- TASK DESCRIPTION
Go through the data below and gather each line containing "think".

- INPUT MATERIAL
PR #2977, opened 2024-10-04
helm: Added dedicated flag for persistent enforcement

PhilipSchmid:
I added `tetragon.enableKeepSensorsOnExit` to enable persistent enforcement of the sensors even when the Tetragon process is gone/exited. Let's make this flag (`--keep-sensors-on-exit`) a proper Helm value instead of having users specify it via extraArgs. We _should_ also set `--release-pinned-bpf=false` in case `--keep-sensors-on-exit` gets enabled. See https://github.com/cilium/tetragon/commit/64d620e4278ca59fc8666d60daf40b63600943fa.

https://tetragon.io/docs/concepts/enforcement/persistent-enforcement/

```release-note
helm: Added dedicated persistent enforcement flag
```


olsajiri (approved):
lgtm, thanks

* * *

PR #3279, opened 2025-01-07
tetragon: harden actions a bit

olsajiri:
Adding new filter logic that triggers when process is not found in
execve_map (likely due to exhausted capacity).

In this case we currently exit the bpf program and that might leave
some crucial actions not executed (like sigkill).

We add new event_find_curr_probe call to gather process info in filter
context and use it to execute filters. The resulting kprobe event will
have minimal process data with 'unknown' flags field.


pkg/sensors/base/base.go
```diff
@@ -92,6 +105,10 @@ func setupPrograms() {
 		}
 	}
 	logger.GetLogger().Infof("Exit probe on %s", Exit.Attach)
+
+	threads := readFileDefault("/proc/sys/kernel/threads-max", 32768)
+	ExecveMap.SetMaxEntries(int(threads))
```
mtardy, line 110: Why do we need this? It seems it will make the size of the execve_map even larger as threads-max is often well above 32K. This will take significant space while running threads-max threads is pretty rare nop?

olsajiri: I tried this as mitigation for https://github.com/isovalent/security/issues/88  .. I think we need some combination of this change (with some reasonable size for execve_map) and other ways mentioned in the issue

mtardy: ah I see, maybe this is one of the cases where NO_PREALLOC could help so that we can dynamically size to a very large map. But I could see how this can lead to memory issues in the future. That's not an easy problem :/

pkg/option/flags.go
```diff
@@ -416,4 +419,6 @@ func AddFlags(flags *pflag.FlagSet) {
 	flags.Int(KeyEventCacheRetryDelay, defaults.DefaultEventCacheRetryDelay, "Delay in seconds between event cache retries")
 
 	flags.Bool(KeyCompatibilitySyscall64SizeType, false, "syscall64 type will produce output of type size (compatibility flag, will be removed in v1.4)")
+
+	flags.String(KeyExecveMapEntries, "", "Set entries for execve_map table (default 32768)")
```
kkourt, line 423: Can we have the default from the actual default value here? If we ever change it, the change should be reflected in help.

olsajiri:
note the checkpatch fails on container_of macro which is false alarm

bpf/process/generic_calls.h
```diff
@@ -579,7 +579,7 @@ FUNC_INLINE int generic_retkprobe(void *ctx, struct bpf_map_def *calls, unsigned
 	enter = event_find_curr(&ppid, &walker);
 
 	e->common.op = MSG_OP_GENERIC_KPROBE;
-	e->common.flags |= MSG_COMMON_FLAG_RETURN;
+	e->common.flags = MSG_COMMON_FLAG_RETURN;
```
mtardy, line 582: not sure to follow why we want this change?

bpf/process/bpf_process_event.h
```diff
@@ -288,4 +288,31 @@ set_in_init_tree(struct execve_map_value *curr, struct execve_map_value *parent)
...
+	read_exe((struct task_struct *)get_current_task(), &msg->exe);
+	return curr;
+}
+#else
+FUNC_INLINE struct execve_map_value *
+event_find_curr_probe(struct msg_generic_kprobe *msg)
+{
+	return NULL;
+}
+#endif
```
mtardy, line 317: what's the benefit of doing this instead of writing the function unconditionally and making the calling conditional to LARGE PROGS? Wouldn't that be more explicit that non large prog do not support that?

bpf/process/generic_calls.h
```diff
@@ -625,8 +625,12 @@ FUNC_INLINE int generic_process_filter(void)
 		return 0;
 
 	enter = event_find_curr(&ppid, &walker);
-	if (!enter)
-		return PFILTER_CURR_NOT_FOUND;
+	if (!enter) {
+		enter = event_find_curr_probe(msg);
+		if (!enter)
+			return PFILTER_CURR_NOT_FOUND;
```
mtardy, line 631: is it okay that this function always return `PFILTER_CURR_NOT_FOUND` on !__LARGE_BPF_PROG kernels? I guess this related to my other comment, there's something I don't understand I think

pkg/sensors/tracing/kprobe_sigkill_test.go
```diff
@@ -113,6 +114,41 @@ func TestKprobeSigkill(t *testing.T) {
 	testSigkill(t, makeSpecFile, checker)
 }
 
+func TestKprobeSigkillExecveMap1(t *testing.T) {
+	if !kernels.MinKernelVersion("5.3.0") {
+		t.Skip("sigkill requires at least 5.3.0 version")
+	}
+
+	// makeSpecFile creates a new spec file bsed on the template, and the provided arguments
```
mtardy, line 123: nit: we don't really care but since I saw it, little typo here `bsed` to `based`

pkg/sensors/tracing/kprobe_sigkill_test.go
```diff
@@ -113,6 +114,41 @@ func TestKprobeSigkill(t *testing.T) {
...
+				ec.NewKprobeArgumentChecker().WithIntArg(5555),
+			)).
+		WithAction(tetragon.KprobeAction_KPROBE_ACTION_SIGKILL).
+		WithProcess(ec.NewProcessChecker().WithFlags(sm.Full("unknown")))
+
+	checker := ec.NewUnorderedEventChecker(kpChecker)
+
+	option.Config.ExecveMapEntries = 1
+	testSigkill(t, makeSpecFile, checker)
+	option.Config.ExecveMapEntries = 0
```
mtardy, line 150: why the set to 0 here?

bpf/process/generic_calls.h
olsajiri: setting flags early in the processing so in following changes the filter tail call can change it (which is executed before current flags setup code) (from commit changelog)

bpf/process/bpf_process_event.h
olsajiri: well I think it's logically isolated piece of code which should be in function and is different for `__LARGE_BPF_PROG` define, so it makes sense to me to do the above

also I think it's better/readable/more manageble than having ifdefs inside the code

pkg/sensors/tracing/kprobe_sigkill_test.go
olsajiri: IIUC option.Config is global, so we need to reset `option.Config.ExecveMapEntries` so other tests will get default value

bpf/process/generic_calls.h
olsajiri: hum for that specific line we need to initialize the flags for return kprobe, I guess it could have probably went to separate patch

- RESULT OF THE EXERCISE
olsajiri: I tried this as mitigation for https://github.com/isovalent/security/issues/88  .. I think we need some combination of this change (with some reasonable size for execve_map) and other ways mentioned in the issue
mtardy, line 631: is it okay that this function always return `PFILTER_CURR_NOT_FOUND` on !__LARGE_BPF_PROG kernels? I guess this related to my other comment, there's something I don't understand I think
olsajiri: well I think it's logically isolated piece of code which should be in function and is different for `__LARGE_BPF_PROG` define, so it makes sense to me to do the above
also I think it's better/readable/more manageble than having ifdefs inside the code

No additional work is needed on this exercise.